*** Opening of Dataset records ***

PR #5742, opened 2026-07-04
fix(windows): hide the WebView2 controller on minimise/hide

wayneforrest:
# Description

Under `UseVisualHosting` , show() sets the `WebView2` controller visible but `hide()` and minimise never hid it again. That leaves a live input surface where the window was, which silently **swallows mouse clicks** (an invisible "dead zone").

Application Startup Options:
**Env Var** : `COREWEBVIEW2_FORCED_HOSTING_MODE=WINDOW_TO_VISUAL`
```
Windows: application.WindowsOptions {
      UseVisualHosting: true,
}
```

## Type of change
  
# How Has This Been Tested?
  
- [x] Windows
- [ ] macOS
- [ ] Linux
      
## Test Configuration

# Checklist:

- [ ] I have performed a self-review of my own code

## Summary by CodeRabbit

* **Bug Fixes**
  * Improved Windows WebView2 rendering during minimize and restore, reducing blank or “dead zone” hit-testing.
  * Enhanced synchronization between window visibility transitions and the embedded web content’s show/hide behavior to prevent stale or unresponsive states.


wayneforrest:
cc @leaanthony  @atterpac

v3/pkg/application/webview_window_windows.go
```diff
@@ -1284,6 +1284,14 @@ func (w *windowsWebviewWindow) hide() {
 	w.windowShown = false
 	w.showRequested = false
 
+	// Symmetric with show()'s chromium.Show(): under UseVisualHosting a bare
+	// SW_HIDE leaves the DirectComposition input surface hit-testing where the
+	// window was (a desktop right-click "dead zone"). Restore is always
+	// programmatic via Show() -> show() -> chromium.Show().
+	if w.chromium != nil {
+		_ = w.chromium.Hide()
+	}
```
atterpac: We likely need to guard all of these on `w.webviewNavigationCompleted` as well. `.Show()` does this the same but inverted up top we could also continue that pattern 

```go
    if w.chromium == nil && !w.webviewNavigationCompleted {
           return
    }
```

Might honestly be worth refactoring to a helper like

```go
func (w *windowsWebviewWindow) setChromiumVisible(visible bool) {
      if w.chromium == nil || !w.webviewNavigationCompleted {
              return
      }
      if visible {
              _ = w.chromium.Show()
      } else {
              _ = w.chromium.Hide()
      }
}
```

Then moving all these defensive checks to 

```go
// from
if w.chromium != nil && w.webviewNavigationCompleted {
    _ = w.chromium.Show()
}
//to 
w.setChromiumVisible(true)
```

leaanthony (changes requested):
The approach is right (hiding the controller on minimize is the WebView2-recommended behaviour and it removes the visual-hosting input dead zone), and CI is green. Two changes requested before merge:

1. **Nil-controller guard is insufficient.** `Chromium.Hide()`/`Show()` dereference `e.controller` with no nil check (`chromium.go:299-305`), and `e.controller` is only assigned in the async `CreateCoreWebView2ControllerCompleted` callback. `w.chromium != nil` does not protect against that: `w.chromium` exists from window construction. Ordinary main-thread sequences are safe because `Embed()` blocks in a nested message pump until the controller exists, but a `window.Hide()` posted from a background goroutine during creation is dispatched inside that very pump and lands on a nil controller, which panics and (via the default panic handler) terminates the app. Every other controller-touching site in this file uses the stronger guard `w.chromium.GetController() != nil` (e.g. lines 927, 1009, 2025). Suggest either using that guard at the three new sites, or adding the nil check inside `Chromium.Show`/`Hide` the way `NotifyParentWindowPositionChanged` does (`chromium.go:601`), which would harden every caller at once.

2. **The un-minimize `chromium.Show()` should respect logical visibility.** It currently fires unconditionally, so restoring a minimized window that the app has hidden (`windowShown=false`, e.g. Hide() called while minimized) re-shows the composition surface and resurrects the exact dead zone this PR fixes. Suggest gating it on `w.windowShown || w.showRequested`.

Nit: the comment above both un-minimize blocks reads "Re-assert controller visibility hidden on SIZE_MINIMIZED", which describes the minimize branch, not the restore branch it sits in.

Related: there is a deterministic interaction with the first-navigation Hide/Show nudge that can undo this PR's `hide()` for windows hidden before first paint; details and the one-line fix are on #5743, which is the right place to solve it.

leaanthony:
@wayneforrest pushed 09cce7a60 to this branch (maintainer edit) applying the two review asks so the PR can move: (1) the new Hide/Show sites now use the `w.chromium.GetController() != nil` guard the file's other controller call sites use — `w.chromium` exists from construction but the controller is nil until async creation completes, and a background-goroutine `Hide()` gets dispatched inside Embed's nested message pump; (2) the un-minimise `Show()` is now gated on `windowShown || showRequested` so restoring a window that was hidden while minimised doesn't resurrect the invisible input surface; (3) reworded the un-minimise comments that described the opposite branch. Verified with a windows/amd64 build; hardware verification of the whole batch is in progress.

leaanthony:
**Hardware testing on win-node1 (Windows 11 26200, WebView2 149.0.4022.98, `UseVisualHosting: true`), with a caveat worth recording.**

Method: a self-driving Wails v3 test app (one visible window, one `Hidden: true` never-shown window, one window hidden 30ms after creation, i.e. before first NavigationCompleted), driven remotely via desktop automation that probes `WindowFromPoint` over the hidden windows' screen areas and reports the owning window's class, process, and `GWL_EXSTYLE`.

Findings:

1. On **both** master and the fixed branch, the "empty desktop" over a hidden window's rect is owned by a `Chrome_RenderWidgetHostHWND` (root `Chrome_WidgetWin_1`, `msedgewebview2.exe`) — the invisible surface is real and detectable, matching the report here.
2. **However, on this machine that surface carries `WS_EX_TRANSPARENT` (0x20)** in both builds, so real mouse input passes through it: the user-facing right-click dead zone does not reproduce on this box even on master. The box uses virtual displays (HDMI dummies + RDP), which is the likely reason its DirectComposition input behaviour differs from physical-GPU setups. Conclusion: this environment can neither reproduce nor disprove the user-facing symptom.
3. No regressions from the fix: hidden windows never flash, the visible window minimizes/restores with correct repaint, zoom behaves, and app teardown is clean.
4. One observation for future work: after the fix, the `Chrome_RenderWidgetHostHWND` over the hidden rect remains `WS_VISIBLE` even though the controller was set `IsVisible(false)` — i.e. controller visibility does not hide that particular child HWND under visual hosting on this machine. If the dead zone persists for anyone on physical hardware after this lands, that HWND is where to look next.

@wayneforrest since your machine reproduces the real input dead zone, a quick confirmation on your hardware once this merges would close the loop — the probe evidence says the mechanism your fix targets is the right one, but only a repro machine can prove the symptom is gone.

(Current CI failures on this PR are repo-wide infra breakage, fix in #5746.)

v3/pkg/application/webview_window_windows.go
leaanthony: Good call — done in f7b7cd9e0: both un-minimise `Show()` sites now also gate on `w.webviewNavigationCompleted`, matching `show()`'s inverted form. I deliberately did NOT gate the `Hide()` sites (hide()/SIZE_MINIMIZED): hiding a not-yet-navigated controller is harmless, and before the first NavigationCompleted the controller is visible by default, so an early minimize/hide is exactly when the invisible input surface needs to be taken down. Once navigation completes, the first-paint nudge plus the #5743 guard re-establish the correct state.

leaanthony (approved):
All requested changes are in: GetController guards (09cce7a60), un-minimise gating on logical visibility, comment fixes, and atterpac's webviewNavigationCompleted gating on the Show sites (f7b7cd9e0). Hardware-tested on win-node1 (no regressions vs baseline; details in the test comment above). Approving.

*** Close of Dataset records ***

▸ Problem requirements:
Restate verbatim the first line above and all lines after it through the line containing "# Description"; omit the rest.

▸ Solution to this problem:
PR #5742, opened 2026-07-04
fix(windows): hide the WebView2 controller on minimise/hide

wayneforrest:
# Description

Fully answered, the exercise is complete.